What to do if you were raped

  1. Get to a safe place as soon as possible.
  2. Tell the first person you see that you feel you can trust what has happened to you. This may be difficult for you but it is very important because this person can support your story and back you up in court. If the person is a stranger ask for and keep their name and telephone number and write it down.
  3. Do not wash yourself or throw away your clothes no matter how much you want to. There might be hair, blood or semen on your body or clothes that can be used as evidence of the rape if you choose to report the matter to the police.
  4. If you were drunk or stoned at the time of the rape don’t let that stop you from reporting the matter or getting medical treatment – being intoxicated is not a crime but rape is.
  5. If you are injured go straight to a hospital, community health centre or doctor.
  6. If you want to report the matter go to the police station nearest to where the rape took place. Do this as soon as you can or at least within three days so that there is a stronger chance of finding proof of the attack and of catching the suspected rapist. (If you don’t go within this time it is still possible to report the rape within 20 years.) It is often useful to call a friend or family member to go with you and support you to do this. Keep the name and contact number of the police officer in charge of your case and your police case number. You are also entitled to a copy of the statement you make to the police.

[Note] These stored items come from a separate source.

PR #671, opened 2026-06-12
Build and Install Pallene

ninadsachania:


Makefile
```diff
@@ -0,0 +1,69 @@
+INSTALL         = install
+INSTALL_PROGRAM = $(INSTALL)
+
+LUA_VERSION= 5.4
+
+# Generated by ./configure
+include config.mk
+
+RM     = rm -f
+RM_DIR = rm -rf
```
hugomg: Please put this together with INSTALL and INSTALL_PROGRAM

Makefile
```diff
@@ -0,0 +1,69 @@
...
+	$(RM) config.mk
+
+install: all
+	# Make all the requisite directories.
+	mkdir -p $(INSTALL_PREFIX)/include
+	mkdir -p $(INSTALL_PREFIX)/bin
+	mkdir -p $(INSTALL_PREFIX)/share/lua/$(LUA_VERSION)
+	mkdir -p $(INSTALL_PREFIX)/lib/lua/$(LUA_VERSION)
+
+	# Install all the dependencies first.
```
hugomg, line 33: Might be worth pointing out that we have to install the files one by one because the upstream projects do not provide an "install" target in their makefiles.

Please also add a reminder comment saying that any changes to install should be mirrored in uninstall. (bonus points if the test suite can check that uninstall works properly)

Makefile
```diff
@@ -0,0 +1,69 @@
...
+	cd deps/pallene-tracer && $(MAKE) install PREFIX=$(INSTALL_PREFIX)
+	$(INSTALL) -D deps/argparse/src/argparse.lua $(INSTALL_PREFIX)/share/lua/$(LUA_VERSION)
+	$(INSTALL) -D deps/lpeg/re.lua               $(INSTALL_PREFIX)/share/lua/$(LUA_VERSION)
+	$(INSTALL) -D deps/lpeg/lpeg.so              $(INSTALL_PREFIX)/lib/lua/$(LUA_VERSION)
+
+	# Install Pallene.
+	cp -r src/pallene $(INSTALL_PREFIX)/share/lua/$(LUA_VERSION)
+	cp -r src/bin     $(INSTALL_PREFIX)/share/lua/$(LUA_VERSION)
```
hugomg, line 45: I think we should use INSTALL instead of cp?

pallenec
```diff
@@ -0,0 +1,11 @@
+#! /bin/sh
+
+LUA_VERSION="5.4"
+PREFIX="$(dirname "$(realpath "$0")")"
```
hugomg, line 4: It would be better to generate this file at build time. The path strings should be fixed strings and should not be recalculated at run-time based on argv $0.

I believe the Luarocks binary scripts are generated and don't peek at argv, right?

hugomg (changes requested):

luizromario-srios (changes requested):
```
make && make install
cd ./deps/pallene-tracer  && make
make[1]: Entering directory '/home/luizromario/pallene/deps/pallene-tracer'
cc -DPT_DEBUG -g -std=c99 -pedantic -Wall -Wextra -Wformat-security -I/usr/include -I.  -L/usr/lib -Wl,-E pt-lua.c -o pallene-lua -llua -lm
pt-lua.c:58:10: fatal error: lua.h: No such file or directory
   58 | #include "lua.h"
      |          ^~~~~~~
compilation terminated.
```

I just noticed that pallene-tracer and lpeg makefiles don't follow the prefix defined in our `configure` script. This caused a problem in my build specifically, since I installed lua-internals in a custom user prefix, not in the system. Maybe we don't need to deal with it right now, but we need to think what we should do.

ninadsachania:
> ```
> make && make install
> cd ./deps/pallene-tracer  && make
> make[1]: Entering directory '/home/luizromario/pallene/deps/pallene-tracer'
> cc -DPT_DEBUG -g -std=c99 -pedantic -Wall -Wextra -Wformat-security -I/usr/include -I.  -L/usr/lib -Wl,-E pt-lua.c -o pallene-lua -llua -lm
> pt-lua.c:58:10: fatal error: lua.h: No such file or directory
>    58 | #include "lua.h"
>       |          ^~~~~~~
> compilation terminated.
> ```
> 
> I just noticed that pallene-tracer and lpeg makefiles don't follow the prefix defined in our `configure` script. This caused a problem in my build specifically, since I installed lua-internals in a custom user prefix, not in the system. Maybe we don't need to deal with it right now, but we need to think what we should do.

Yeah, right now we're assuming that the user has installed our special Lua in a known location and the header files and the libraries are available on the `PATH`.

This will not be a problem once we vendor our special Lua.

Makefile
ninadsachania: OK. Will change.

Makefile
ninadsachania: I tried that. `install` doesn't really work with directories.

pallenec
ninadsachania: OK. Will change.

Makefile
ninadsachania: OK. Will change.

luizromario-srios (approved):
LGTM

PR #676, opened 2026-08-01
Upgrade Pallene Tracer to version 0.6.0

ninadsachania:


hugomg (commented):
The PR as a whole looks confusing because github is computing a gigantic diff that includes everything we vendored so far. Can you figure out why that happened?

As for the pallene tracer stuff, I checked the last 3 commits only and those seem to be OK.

  7. If you fear retribution or intimidation from the rapist/s make sure the police are aware of this and ask that the rapist/s be not allowed out on bail.
  8. A doctor will examine every part of your body to find and collect samples hair, blood or semen. This is called the forensic examination and it is part of the police investigation to gather medical evidence of the crime.

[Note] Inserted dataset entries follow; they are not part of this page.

PR #679, opened 2026-09-06
MacOS - arm64

humbertodias:
## Changes
- Fix macOS build
- Added CI for macOS
Screenshot 2026-09-06 at 1 56 15 AM

## How to test
Compile + Run
```sh
./configure --prefix=/tmp/pallene
make
PATH=$PATH:/tmp/pallene
cd examples/factorial
pallenec factorial.pln
pallene-lua -l factorial
```
output
```
Lua 5.4.7 with core API  Copyright (C) 1994-2024 Lua.org, PUC-Rio
> factorial.factorial(5)
120
```


hugomg:
Hi Humberto,

Looks like this is your first time here. Could you tell us a bit about how you came across Pallene and how you're using it?

humbertodias:
> Hi Humberto,
> 
> Looks like this is your first time here. Could you tell us a bit about how you came across Pallene and how you're using it?

Hello Hugo,
I came across Pallene while researching ways to use a Lua-like language for game development on constrained/retro platforms.

I'm currently working on a game written in another language and exploring a possible migration to Lua, I'd like to experiment with compiling a restricted Lua/Pallene-like language to C so that the same game logic could potentially target platforms such as the Sega Genesis using SGDK - MC68000.

hugomg:
Neat! @igrvlhlb, could you please take a look at this PR?

igrvlhlb:
> Neat! @igrvlhlb, could you please take a look at this PR?

@hugomg it seems to work! I was able compile the project without any manual intervention.
Thank you @humbertodias for this PR. Those are issues we've recently found but haven't addressed yet.

hugomg:
I can't test these changes myself so I'm glad to hear that it works for you. 

Looking at the choose I have two main questions: 

1. I remember being told by Igor someone that the replacement for "install -D" would need to be a combination of "mkdir -p" and plain "install". But it seems this PR just does a plain install the mkdirs. What gives? 

2. In this PR we do feature detection inside the makefiles, using gnu makefile if statements. Would it be possible to instead do the feature detection in the "configure" script?

igrvlhlb:
>     1. I remember being told by Igor someone that the replacement for "install -D" would need to be a combination of "mkdir -p" and plain "install". But it seems this PR just does a plain install the mkdirs. What gives?

About (1), I didn't notice that the directories were actually being created [just above](https://github.com/humbertodias/pallene/blob/8ab34bc601702315834c33d7dd7d7a07906b5b0e/Makefile#L36-L39) the install commands. So while the `-D` flag was wrong on macOS, I guess it was redundant on Linux

PR #2520, opened 2017-04-13
[DEPRECATION] removed classes deprectated long time ago

timosachsenberg:


hroest:
I really like the tests in this one:

```
// TODO
```

I have never used this part of the code, from my point of view it can go. Maybe lets wait for some other people to weigh in with their opinion.

hroest:
seems like @hendrikweisser marked this as deprecated in 2010

@timosachsenberg can you also remove src/pyOpenMS/pxds/FeatureGroupingAlgorithmIdentification.pxd ?

cbielow:
this is very xcorr specific code, not tested, probably not used by anyone and deprecated. I say burn it.

Issue #2466, opened 2017-03-22
review FileConverter


timosachsenberg:
make advanced:
- in_type
- UID_postprocessing <method>
- out_type
- lossy_compression
- lossy_mass_accuracy

rethink default:
- write_mzML_index is currently no index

  9. Ask for pamphlets or booklets on rape and the number of a local counselling service to give you further support and advice about the police matter, court case and any other effects of the rape on your life.
  10. Make sure you receive the following treatment from the doctor even if you do not wish to lay a charge:
    • The Morning After Pill (MAP) within 72 hours to prevent you falling pregnant if you are a woman.

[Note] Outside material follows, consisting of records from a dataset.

PR #2525, opened 2017-04-17
[Feature] mzXML writer compatible with MaxQuant

cbielow:
This PR mainly add support for writing mzXML which is MaxQuant compatible. This allows for a variety of interesting applications :)
The cpp code contains comments where necessary to indicate special requirements (e.g. vendor specifications, required newlines in XML (no joke!) etc).

In particular:
 - bump from mzXML 2.1 to 3.1
 - support of indexed mzXML (be default)
 - support for a new more tags and attributes (optional)
 - support for a new more mass analyzers / ionization methods

All in all, this PR should not have any side effects on other pipelines (which rely on mzML)


src/openms/source/FORMAT/HANDLERS/MzXMLHandler.cpp
```diff
@@ -279,7 +279,7 @@ namespace OpenMS
         }
 
         // Add a new spectrum, initialize and set MS level and RT
-        spectrum_data_.resize(spectrum_data_.size() + 1); // TODO !!
+        spectrum_data_.resize(spectrum_data_.size() + 1);
```
hroest: so whats happening here? why is there a `+1`, why remove the TODO ?

src/openms/source/FORMAT/HANDLERS/MzXMLHandler.cpp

    • An HIV test and antiretroviral treatment within 72 hours to prevent you getting HIV infection. You will have to go back for follow-up visits to the doctor, for further HIV tests and to take tablets every day for 28 days to do this effectively.
    • Antibiotics to prevent getting a Sexually Transmitted Infection (STI) of another kind.

    You are entitled to this kind of medical attention even if you do not want to report the matter to the police and should do so as soon as possible or at least within three days. These treatments are not effective as prevention after 72 hours but other treatments can be available to you if you do fall pregnant or contract an STI.

  11. Remember you still have choices and can exercise your rights as a woman even though during the rape choice was taken away from you. You can take back your power to choose and there are people who can support you in doing that.